I think a lot of women find that young babies really aren't that interesting company, but it's not something that is spoken about openly, especially before someone has a baby and therefore it is a massive shock after the baby is born.
What saves most women in this position in normal times is the baby activities, babies don't need them, it's company for the parent, but you've had the added difficulty of a pandemic.
As normal life starts to resume I would try to put yourself out there and join as many activities as you can afford to. Give yourself as much chance as possible to find like minded people who you click with. The relief when you find another adult on your wavelength who gets you is massive and so worth the effort of making yourself go.
Another bonus of babies at that age is that you can do what interests you and take them along. I used to take mine to art galleries, the library, cafes and read a book while she napped. These things will start to be possible again soon, what do you enjoy doing for you?
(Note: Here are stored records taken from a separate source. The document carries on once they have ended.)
PR #2632, opened 2026-07-06
Fix parse error when using negative number literals in match patterns

### LINKED ISSUE #2629: Negative number literals in patterns
`-1` is a valid expression, but it's not a valid pattern in a match clause:

```
nickel> -1 |> match {-1 => true}
error: unexpected token
  ┌─ <repl-input-19>:1:14
  │
1 │ -1 |> match {-1 => true}
  │              ^
```

Adding parentheses does not help either:

```
nickel> -1 |> match {(-1) => true}
error: unexpected token
  ┌─ <repl-input-20>:1:15
  │
1 │ -1 |> match {(-1) => true}
  │               ^
```

It should be possible to express negative numbers in the patterns of match clauses.

L0r3m1p5um:
Fixes #2629

The main change here is to match a `SignedNumLiteral` instead of a `NumberLiteral` in constant patterns so negative values can be matched. The rest is just to get `without_pos` to work for patterns so I can write a test for it. The `without_pos` implementation isn't fully tested and is likely to have some issues but it's only used in `#[cfg(test)]` so I hope that's all right.

### DIFF
--- a/parser/src/ast/pattern/mod.rs
+++ b/parser/src/ast/pattern/mod.rs
@@ -3,6 +3,8 @@ use std::collections::{HashMap, hash_map::Entry};
 
 use super::{Annotation, Ast, Number};
 
+#[cfg(test)]
+use crate::ast::AstAlloc;
 use crate::{
     error::ParseError, identifier::LocIdent, impl_display_from_bytecode_pretty, position::TermPos,
     traverse::*,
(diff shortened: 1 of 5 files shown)


L0r3m1p5um:
Could someone check on CI? There seems to be a runner issue.

jneem:
I can't even load the logs... I restarted the job, and we'll see what happens.

parser/src/ast/pattern/mod.rs
```diff
@@ -155,6 +157,112 @@ impl Pattern<'_> {
     }
 }
 
+impl<'ast> Pattern<'ast> {
```
jneem, line 158: I guess if we ever want this outside of tests (or for anything more general), this should be replaced by an `impl Traverse`. It seems fine for now, though

jneem (approved):

parser/src/ast/pattern/mod.rs
```diff
@@ -3,6 +3,8 @@ use std::collections::{HashMap, hash_map::Entry};
 
 use super::{Annotation, Ast, Number};
 
+#[cfg(test)]
+use crate::ast::AstAlloc;
```
yannham: Nit: we could move that in `without_pos` to avoid the additional cfg guard

yannham (approved):

yannham:
The build is failing because of a clippy error in nickel-lang-parser I believe

L0r3m1p5um:
> The build is failing because of a clippy error in nickel-lang-parser I believe

Where are you seeing that? The logs in CI look incomplete and when I run clippy myself I don't see any warnings.

yannham:
```
nickel-lang-clippy> error: this `.into_iter()` call is equivalent to `.iter()` and will not consume the `slice`
nickel-lang-clippy>    --> parser/src/ast/pattern/mod.rs:177:26
nickel-lang-clippy>     |
nickel-lang-clippy> 177 |                         .into_iter()
nickel-lang-clippy>     |                          ^^^^^^^^^ help: call directly: `iter`
nickel-lang-clippy>     |
nickel-lang-clippy>     = help: for further information visit https://rust-lang.github.io/rust-clippy/rust-1.91.0/index.html#into_iter_on_ref
nickel-lang-clippy>     = note: `-D clippy::into-iter-on-ref` implied by `-D warnings`
nickel-lang-clippy>     = help: to override `-D warnings` add `#[allow(clippy::into_iter_on_ref)]`
nickel-lang-clippy> 
nickel-lang-clippy> error: could not compile `nickel-lang-parser` (lib test) due to 1 previous error
```

Maybe it's a feature thing? But yeah the issue with Nix is that the different dependencies are built in a row and are very verbose, so by the time the overall build fails, the cause has been drowned into other unrelated, more recent logs.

Try to think about how you could get some space, I took up running and I hate running, but being able to hand the baby over and literally run away for 20 minutes really helped and I didn't have to be somewhere at a set time which helped.
I remember the longing for doing something with just my husband, in fact it started the day she was born when the midwife sent me for a shower with my husband to help me, I was so relieved to get away from the baby and just be with him. I promise you will have these times again, mine are now 4 and 8 and i've been able to go on dates with my husband (pre Covid) and leave them with my husband and go abroad with friends.
As other's have said speaking to your GP is a good place to start, they'll be able to support you. Life will get better and you will be happy again.